Während also Präsident Bush seinen Ölkrieg plant, entwirft die Hauptfigur Nelson Fairchild Junior seinen eigenen, ganz privaten Krieg, der ihn aus finanziellen Nöten befreien soll. Nelson hat bei einem mittelmäßigen Drogendeal die Nerven verloren und das Koks vor Angst im Flughafenklo versenkt. Jetzt sitzen ihm zwei ungemütliche Killer im Nacken, die ihn an seine Verbindlichkeiten erinnern sollen und sich nebenbei die Zeit mit schwülstiger Folk-Poesie vertreiben. Nelson hat zwar einen steinreichen Vater, der zudem kurz vor dem Exitus steht, doch dessen tyrannischem Gemüt hat es Junior zu verdanken, dass sein Erbteil an das Fortbestehen seiner mehr als labilen Ehe geknüpft ist. Eine einfache Scheidung von Frau Winona brächte ihm also gar nichts ein, deshalb soll nun die Lebensversicherung der Angetrauten herhalten. Und so erscheint es zunächst als überaus glückliche Fügung, dass Nelson einen Lebensmüden als "Mordwerkzeug" verdingen kann, da dieser nichts zu verlieren hat, nicht einmal sein Leben. Der Plan scheint perfekt, doch der Blick auf Bill Knotts "Poème Noir" lässt erahnen, wie fatal die Story weitergeht.
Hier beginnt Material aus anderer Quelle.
PR #7017, opened 2026-07-31
feat!(deposition): split and move out functions to be reused in raw reads, improve manifest creation code, fix bug in assembly revision code

anna-parker:
refactor in preparation of https://github.com/loculus-project/loculus/pull/6816

- splits and moves some functions out of the assembly file into generic helper files so that functions can be reused in raw reads
- improves manifest creation code (raw reads also require a manifest with slightly different fields)
- fix bug in assembly revision code: if `allow_revision_with_manifest_changes` is true we also want the pipeline to revise assemblies automatically (instead of sending us a slack notification) if the manifest metadata changed. I added this to the ena workflow tests.

## Breaking Change
Technically `manifest_fields_mapping` has been renamed `assembly_manifest_fields_mapping` - however as Pathoplexus is the only user of the ENA code and we havent configured it there no changes are required.

### PR Checklist
I added additional unit tests for the manifest generation and manifest field diff code and additionally I added a new ena workflow test that covers the bug case (workflow tests talk to ENA dev directly, sadly ENA dev does not process assemblies so part of the full process can only be covered in production code but the workflow tests document this)

### DIFF
--- a/ena-submission/ENA_submission.md
+++ b/ena-submission/ENA_submission.md
@@ -519,7 +519,7 @@ Revisions to a study or sample should be submitted the same way as original sequ
 
 ## 2. [Revising Assemblies](https://ena-docs.readthedocs.io/en/latest/update/assembly.html)
 
-It appears that all fields that were explicitly set via the manifest must be updated via an email. This includes changes to any field that is in the `manifest_fields_mapping` field of the default.yaml. Additionally, study and sample reference must stay the same and chromosome names cannot be changed (but new ones can be added).
+It appears that all fields that were explicitly set via the manifest must be updated via an email. This includes changes to any field that is in the `assembly_manifest_fields_mapping` field of the default.yaml. Additionally, study and sample reference must stay the same and chromosome names cannot be changed (but new ones can be added).
 However, unlike the alias a NEW `ASSEMBLYNAME` is required (cannot be the same as the assemblyname of the previous version).
 
 Currently we automate revision of studies and assemblies, if a manifest update is required the pipeline will not update the assembly but set the state of assembly submission to `HAS_ERRORS` and document the reason for the errors in the database. We will then receive a slack notification and will have to manually send an email to ENA to update the manifest.
--- a/ena-submission/ENA_submission.md
+++ b/ena-submission/ENA_submission.md
@@ -519,7 +519,7 @@ Revisions to a study or sample should be submitted the same way as original sequ
 
 ## 2. [Revising Assemblies](https://ena-docs.readthedocs.io/en/latest/update/assembly.html)
 
-It appears that all fields that were explicitly set via the manifest must be updated via an email. This includes changes to any field that is in the `assembly_manifest_fields_mapping` field of the default.yaml. Additionally, study and sample reference must stay the same and chromosome names cannot be changed (but new ones can be added).
+Study and sample accessions must stay the same in a revision and chromosome names cannot be changed (but new ones can be added). In the past, all metadata fields that were set via the manifest had to be revised via an email. ENA has now informed us we can revise these fields in a normal automated revision but we have had issues with it, so we have a `allow_revision_with_manifest_changes` flag which can enable/disable automated manifest revisions.
 However, unlike the alias a NEW `ASSEMBLYNAME` is required (cannot be the same as the assemblyname of the previous version).
 
 Currently we automate revision of studies and assemblies, if a manifest update is required the pipeline will not update the assembly but set the state of assembly submission to `HAS_ERRORS` and document the reason for the errors in the database. We will then receive a slack notification and will have to manually send an email to ENA to update the manifest.
--- a/ena-submission/config/defaults.yaml
+++ b/ena-submission/config/defaults.yaml
@@ -29,7 +29,7 @@ min_between_publicness_checks: 720
 log_level: DEBUG
 metadata_fallback_fields:
   specimenCollectorSampleId: submissionId
-manifest_fields_mapping:
+assembly_manifest_fields_mapping:
   authors:
     loculus_fields: [authors]
     function: reformat_authors
@@ -41,8 +41,7 @@ manifest_fields_mapping:
     default: "Unknown"
   coverage:
     loculus_fields: [depthOfCoverage]
-    type: int
-    default: 1
+    default: "1"
   run_ref:
     loculus_fields: [insdcRawReadsAccession]
 #ena_checklist: ERC000033 - do not use until all fields are mapped to ENA accepted options
--- a/ena-submission/src/ena_deposition/create_assembly.py
+++ b/ena-submission/src/ena_deposition/create_assembly.py
@@ -373,11 +373,12 @@ def can_be_revised(config: Config, db_engine: Engine, submission_row: Submission
     return not manifest_fields_changed(config, db_engine, submission_row, last_version_entry)
 
 
-def is_flatfile_data_changed(
+def has_assembly_data_changed(
     config: Config, db_engine: Engine, submission_row: SubmissionTableEntry
 ) -> bool:
     """
-    Check if change in sequence or flatfile metadata has occurred since last version.
+    Check if there have been changes in the: sequence, flatfile or manifest
+    (if config.allow_revision_with_manifest_changes is true) metadata since last version.
     """
     last_entry = get_last_entry(db_engine, submission_row.pkey)
 
@@ -486,7 +487,8 @@ def assembly_table_create(db_engine: Engine, config: Config):
             logger.debug(f"Entry {row.accession} is a revision, checking if it can be revised")
             if not can_be_revised(config, db_engine, submission_row):
                 continue
-            if not is_flatfile_data_changed(config, db_engine, submission_row):
+            if not has_assembly_data_changed(config, db_engine, submission_row):
+                # Do not revise assembly if there are no changes
                 update_assembly_results_with_latest_version(db_engine, seq_key)
                 continue
 
--- a/ena-submission/src/ena_deposition/create_assembly.py
+++ b/ena-submission/src/ena_deposition/create_assembly.py
@@ -377,8 +377,10 @@ def has_assembly_data_changed(
     config: Config, db_engine: Engine, submission_row: SubmissionTableEntry
 ) -> bool:
     """
-    Check if there have been changes in the: sequence, flatfile or manifest
-    (if config.allow_revision_with_manifest_changes is true) metadata since last version.
+    Check if there have been changes since last version in: 
+    - sequence
+    - flatfile
+    - manifest metadata (iff config.allow_revision_with_manifest_changes==True)
     """
     last_entry = get_last_entry(db_engine, submission_row.pkey)
 
--- a/ena-submission/src/ena_deposition/create_assembly.py
+++ b/ena-submission/src/ena_deposition/create_assembly.py
@@ -41,8 +41,6 @@ from .notifications import SlackConfig, send_slack_notification, slack_conn_init
 from .submission_db_helper import (
     AccessionVersion,
     AssemblyTableEntry,
-    ProjectTableEntry,
-    SampleTableEntry,
     Status,
     StatusAll,
     SubmissionTableEntry,
--- a/ena-submission/src/ena_deposition/create_assembly.py
+++ b/ena-submission/src/ena_deposition/create_assembly.py
@@ -377,7 +377,7 @@ def has_assembly_data_changed(
     config: Config, db_engine: Engine, submission_row: SubmissionTableEntry
 ) -> bool:
     """
-    Check if there have been changes since last version in: 
+    Check if there have been changes since last version in:
     - sequence
     - flatfile
     - manifest metadata (iff config.allow_revision_with_manifest_changes==True)
--- a/ena-submission/src/ena_deposition/create_assembly.py
+++ b/ena-submission/src/ena_deposition/create_assembly.py
@@ -21,9 +21,12 @@ from .ena_submission_helper import (
     create_ena_assembly,
     create_flatfile,
     create_manifest,
-    get_authors,
     get_description,
     get_ena_analysis_process,
+    linked_accession_diff,
+    manifest_fields_diff,
+    resolve_manifest_field,
+    resolve_required_manifest_field,
     retry_failed_submissions_for_matching_errors,
     set_accession_does_not_exist_error,
 )
@@ -48,6 +51,7 @@ from .submission_db_helper import (
     find_conditions_in_db,
     find_errors_or_stuck_in_db,
     find_waiting_in_db,
+    get_last_entry,
     is_latest_revision,
     is_revision,
     previous_version,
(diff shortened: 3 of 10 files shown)


ena-submission/src/ena_deposition/create_assembly.py
```diff
@@ -103,66 +107,6 @@ def get_segment_order(unaligned_sequences: dict[str, str | None]) -> list[str]:
     return sorted(segment_order)
 
 
-def get_address(config: Config, submission_row: SubmissionTableEntry) -> str | None:
```
anna-parker, line 106: moved

ena-submission/src/ena_deposition/create_assembly.py
```diff
@@ -103,66 +107,6 @@ def get_segment_order(unaligned_sequences: dict[str, str | None]) -> list[str]:
...
-        address.city,
-        address.state,
-        address.country,
-    ]
-    address_string = ", ".join([x for x in address_list if x])
-    logger.debug("Created address from group_info")
-    return address_string
-
-
-def get_assembly_values_in_metadata(config: Config, metadata: dict[str, str]) -> dict[str, str]:
```
anna-parker, line 133: replaced with resolve_required_manifest_field

ena-submission/src/ena_deposition/create_assembly.py
```diff
@@ -497,8 +405,16 @@ def is_flatfile_data_changed(db_engine: Engine, submission_row: SubmissionTableE
                 f"for {submission_row.accession}. (Maybe other fields changed as well)"
             )
             return True
+    if config.allow_revision_with_manifest_changes and manifest_fields_diff(
```
anna-parker, line 408: this was actually a bug - if `allow_revision_with_manifest_changes` is true we also want to revise assemblies if the manifest metadata changed

ena-submission/src/ena_deposition/create_assembly.py
```diff
@@ -534,39 +451,6 @@ def update_assembly_results_with_latest_version(db_engine: Engine, seq_key: Acce
     )
 
 
-def get_project_and_sample_results(
```
anna-parker, line 537: moved

ena-submission/config/defaults.yaml
```diff
@@ -41,8 +41,7 @@ manifest_fields_mapping:
     default: "Unknown"
   coverage:
     loculus_fields: [depthOfCoverage]
```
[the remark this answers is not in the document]
anna-parker: this is fine

ena-submission/src/ena_deposition/ena_submission_helper.py
```diff
@@ -519,52 +521,108 @@ def create_manifest(
...
+) -> str:
+    """Like resolve_manifest_field, but for required fields."""
+    value = resolve_manifest_field(field_details, metadata)
+    if value is None:
+        msg = (
+            "Manifest field resolved to None despite being required: "
+            f"loculus_fields={field_details.loculus_fields}, no default configured."
+        )
+        raise ValueError(msg)
+    return value
```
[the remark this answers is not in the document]
anna-parker: I got claude to write some unit tests for `manifest_fields_diff`, `resolve_required_manifest_field` gets tested when testing `create_manifest`.

ena-submission/src/ena_deposition/create_assembly.py
anna-parker: I added a test for this!

ena-submission/ENA_submission.md
```diff
@@ -519,7 +519,7 @@ Revisions to a study or sample should be submitted the same way as original sequ
 
 ## 2. [Revising Assemblies](https://ena-docs.readthedocs.io/en/latest/update/assembly.html)
 
-It appears that all fields that were explicitly set via the manifest must be updated via an email. This includes changes to any field that is in the `manifest_fields_mapping` field of the default.yaml. Additionally, study and sample reference must stay the same and chromosome names cannot be changed (but new ones can be added).
+It appears that all fields that were explicitly set via the manifest must be updated via an email. This includes changes to any field that is in the `assembly_manifest_fields_mapping` field of the default.yaml. Additionally, study and sample reference must stay the same and chromosome names cannot be changed (but new ones can be added).
```
maverbiest: Is still accurate? Didn't we hear from ENA that we can submit revisions for manifest fields (author list) without having to reach out via email?

ena-submission/src/ena_deposition/ena_submission_helper.py
```diff
@@ -519,52 +521,108 @@ def create_manifest(
...
+) -> dict[str, str]:
+    """If the submitter provided a biosampleAccession/bioprojectAccession (e.g. because reads
+    are linked to an already-existing sample/project), check it still matches the accession
+    used for the previous version."""
+    previous_accessions = {
+        "biosampleAccession": previous_sample_accession,
+        "bioprojectAccession": previous_study_accession,
+    }
+    differing_fields = {}
+    for field, previous_accession in previous_accessions.items():
```
maverbiest, line 622: Not blocking, but since it's only two fields I wonder if it would be more readable to fetch them explicity rather than making a dict and iterating? Somrthing like (and then same for bioproject):

```python
new_sample_accession = submission_row.seq_metadata.get("biosampleAccession")
if new_sample_accession and new_sample_accession != previous_sample_accession:
            differing_fields["biosampleAccession"] = f"Last: {previous_sample_accession}, New: {new_sample_accession}"
```

ena-submission/src/ena_deposition/ena_submission_helper.py
```diff
@@ -519,52 +521,108 @@ def create_manifest(
...
+        value = get_authors(values[0] or "")
+    else:
+        value = ", ".join(str(v) for v in values if v) or None
+
+    if value is not None:
+        return value
+    return field_details.default
+
+
+def resolve_required_manifest_field(
```
maverbiest, line 573: Probably beyond the scope of this PR and I also haven't looked at this code a lot, so might not be a good suggestion. But could it make sense to add a `required: bool` field to `ManifestFieldDetails` and have one `resolve_manifest_field` function that checks this and handles required vs not required? 

I guess now you need to check whether a `AssemblyManifest` field allows for `None` or not and call the right function based on that

ena-submission/src/ena_deposition/ena_submission_helper.py
```diff
@@ -519,52 +521,108 @@ def create_manifest(
...
+
+def manifest_fields_diff(
+    assembly_manifest_fields_mapping: dict[str, ManifestFieldDetails],
+    submission_row: SubmissionTableEntry,
+    last_version_entry: SubmissionTableEntry,
+) -> dict[str, str]:
+    differing_fields = {}
+    for field, mapping in assembly_manifest_fields_mapping.items():
+        try:
+            last_value = resolve_manifest_field(mapping, last_version_entry.seq_metadata)
```
maverbiest, line 595: Are the mappings we check here always non-required? Or does it not matter at this point since this just gets a diff?

ena-submission/src/ena_deposition/ena_submission_helper.py
```diff
@@ -519,52 +521,108 @@ def create_manifest(
...
-            if not is_broker:
-                logger.error("Cannot set authors field for non broker")
-                msg = "Cannot set authors field for non broker"
+        for field in fields(manifest):
+            value = getattr(manifest, field.name)
+            if value is None:
+                continue
+            if isinstance(value, list):
+                f.writelines(f"{field.name.upper()}\t{val}\n" for val in value)
+                continue
```
maverbiest, line 545:
```suggestion

```

I don't think `AssemblyManifest` has any `list` fields, but maybe I missed something?

ena-submission/src/ena_deposition/submission_db_helper.py
```diff
@@ -562,3 +562,50 @@ def previous_version(engine: Engine, seq_key: AccessionVersion) -> int | None:
     )
     all_versions = sorted(row.version for row in rows)
     return all_versions[-2]
+
+
+def get_last_entry(db_engine: Engine, accession_version: AccessionVersion) -> SubmissionTableEntry:
+    version_to_revise = previous_version(db_engine, accession_version)
```
maverbiest, line 568: Should we check if `version_to_revise` is `None` and raise here? Or are we not too worried about that happening here since it'll probably be caught by `last_version_rows` being length zero, which is checked below?

ena-submission/ENA_submission.md
anna-parker: They told us this but we weren't actually able to revise the manifest (then old and new authors showed) so we have a flag `allow_revision_with_manifest_changes` to enable or disable automated manifest revisions - I will update the readme

anna-parker:
```suggestion
Study and sample accessions must stay the same in a revision and chromosome names cannot be changed (but new ones can be added). In the past, all metadata fields that were set via the manifest had to be revised via an email. ENA has now informed us we can revise these fields in a normal automated revision but we have had issues with it, so we have a `allow_revision_with_manifest_changes` flag which can enable/disable automated manifest revisions.
```

ena-submission/src/ena_deposition/ena_submission_helper.py
anna-parker: I think this is actually quite clean like this so I think I will keep it!

ena-submission/src/ena_deposition/ena_submission_helper.py
anna-parker: the reason there are 2 functions is for the typing - `resolve_required_manifest_field` returns a string, `resolve_manifest_field` can return None

maverbiest (commented):
This is looking good, I left some minor comments and questions but tbf I don't know this part of the code super well yet so please disregard whatever doesn't make sense :)

ena-submission/src/ena_deposition/ena_submission_helper.py
anna-parker: I think this is the cleanest option without having `# type: ignore or cast(str, ...) at every "required" call site` so I will resolve this for now - but if you can find a better option please let me or make a new PR!

ena-submission/src/ena_deposition/ena_submission_helper.py
anna-parker: as this is just for the diff it doesnt matter :-)

ena-submission/src/ena_deposition/submission_db_helper.py
anna-parker: yeah this should be covered by the check below :-)

ena-submission/src/ena_deposition/ena_submission_helper.py
anna-parker: ah very true! However, `RawReadsManifest` (which will be added in the follow up PR) does have list entries, so Id like to already add it now, but could be added later

ena-submission/config/defaults.yaml
```diff
@@ -29,7 +29,7 @@ min_between_publicness_checks: 720
 log_level: DEBUG
 metadata_fallback_fields:
   specimenCollectorSampleId: submissionId
-manifest_fields_mapping:
+assembly_manifest_fields_mapping:
```
corneliusroemer, line 32: Is this a breaking config change?

ena-submission/src/ena_deposition/create_assembly.py
```diff
@@ -210,7 +153,7 @@ def create_manifest_object(
 
     flat_file = create_flatfile(config, metadata, ena_organism, unaligned_nucleotide_sequences, dir)
 
-    assembly_values = get_assembly_values_in_metadata(config, metadata)
+    assembly_manifest_fields_mapping = config.assembly_manifest_fields_mapping
```
corneliusroemer, line 156: We could type the assembly_manifest_fields_mapping itself then below we could access with dot notation (and it'd be typo-proof.

ena-submission/src/ena_deposition/ena_submission_helper.py
maverbiest: Makes sense!

maverbiest (approved):

ena-submission/src/ena_deposition/create_assembly.py
```diff
@@ -457,27 +373,19 @@ def can_be_revised(config: Config, db_engine: Engine, submission_row: Submission
...
 
 
-def is_flatfile_data_changed(db_engine: Engine, submission_row: SubmissionTableEntry) -> bool:
+def has_assembly_data_changed(
+    config: Config, db_engine: Engine, submission_row: SubmissionTableEntry
+) -> bool:
     """
-    Check if change in sequence or flatfile metadata has occurred since last version.
+    Check if there have been changes in the: sequence, flatfile or manifest
+    (if config.allow_revision_with_manifest_changes is true) metadata since last version.
```
corneliusroemer: I'm not sure I understand this comment completely - why is the paren between `manifest` and `metadata`? Is this what you mean:

```suggestion
    Check if there have been changes since last version in: 
    - sequence
    - flatfile
    - manifest metadata (iff config.allow_revision_with_manifest_changes==True)
```

corneliusroemer (approved):
Nice to refactor some of the long functions! Check comments for (non-blocking) suggestions

ena-submission/config/defaults.yaml
anna-parker: I guess technically (its only used inside the defaults.yaml) but yeah I can make a comment

corneliusroemer:
Few more things Claude flagged (run locally):
-  The new integration test doesn't exercise the bug fix. get_revisions(modify_manifest=True) changes authors, but authors is also a flatfile field, so has_assembly_data_changed returns True at the flatfile check and never reaches the new manifest_fields_diff branch. I ran the same probe on both branches: an authors-only change revises on main and the PR (no difference), while sequencingInstrument/depthOfCoverage-only changes flip False → True. So the test is green on main too. Fix is one line — mutate sequencingInstrument instead.
-  Missing or empty authors now silently writes AUTHORS\t; — get_authors("") returns the bare ";", which isn't None so it defeats the default fallback. Both cases raised loudly on main (measured). Regression from fail-loudly to depositing garbage at ENA. One rewrite of resolve_manifest_field (resolve → default → then apply function) also kills an IndexError on empty loculus_fields and the values[0]-drops-extra-fields issue @claude[bot] raised.

ena-submission/src/ena_deposition/create_assembly.py
anna-parker: exactly

ena-submission/src/ena_deposition/ena_submission_helper.py
corneliusroemer, line 545:
```suggestion
```

ena-submission/src/ena_deposition/create_assembly.py
anna-parker: we discussed this is a bigger change so I wont add it here

PR #695, opened 2017-05-10
Fix name for auto connect profiles

cschramm:
RecentConns uses the name in the submenu and notifications and currently shows "Proprietary".


infirit:
I don't like the long name but can't think of a better one so :+1:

Denis Johnson, der in Deutschland vor allem durch seinen hervorragenden Kurzgeschichtenband "Jesus Sohn" bekannt geworden ist und zu den wichtigsten amerikanischen Gegenwartsautoren gezählt wird, schildert das alles wie in Technicolor und Cinemascope, wortgewaltig, metaphernreich, farbig, mit manchmal etwas zu schweifendem Blick und mit allerlei philosophischem und esoterischem Beiwerk. Vor allem Nietzsche zieht sich als symbolträchtiger Name durch den ganzen Roman, wird ständig zitiert und recht eigenwillig interpretiert: "In der Bosheit begegnen sich der Übermüthige und der Schwächliche. Aber sie mißverstehen einander." Dieser Aphorismus, sinnfällig aus dem Kapitel "Vom Krieg und Kriegsvolke" des "Zarathustra" gewählt, benennt das Band, das zwischen dem Übermütigen Nelson Fairchild und dem Schwächling Carl Van Ness geknüpft ist und zum verhängnisvollen Missverständnis führt. Doch Denis Johnson vermeidet es glücklicherweise, die bizarre Atmosphäre des Romans mit der Ernsthaftigkeit eines philosophischen Didaktikers zu grundieren. So werden die philosophierenden Gestalten mitsamt ihren eigenartigen Lebensweisheiten von ihrem Schöpfer nicht ohne Selbstironie präsentiert: ",Jenseits von Gut und Böse.' - ,Genau. Wie viele Wörter sind das? Fünf. Er hat fünf Wörter Nietzsche gelesen, ist losgerannt und hat sich ein Leben daraus gezimmert.'... ,Nietzsche? Ich scheiß auf Nietzsche. Haben Sie je versucht, Nietzsche zu buchstabieren? Viel Glück.'"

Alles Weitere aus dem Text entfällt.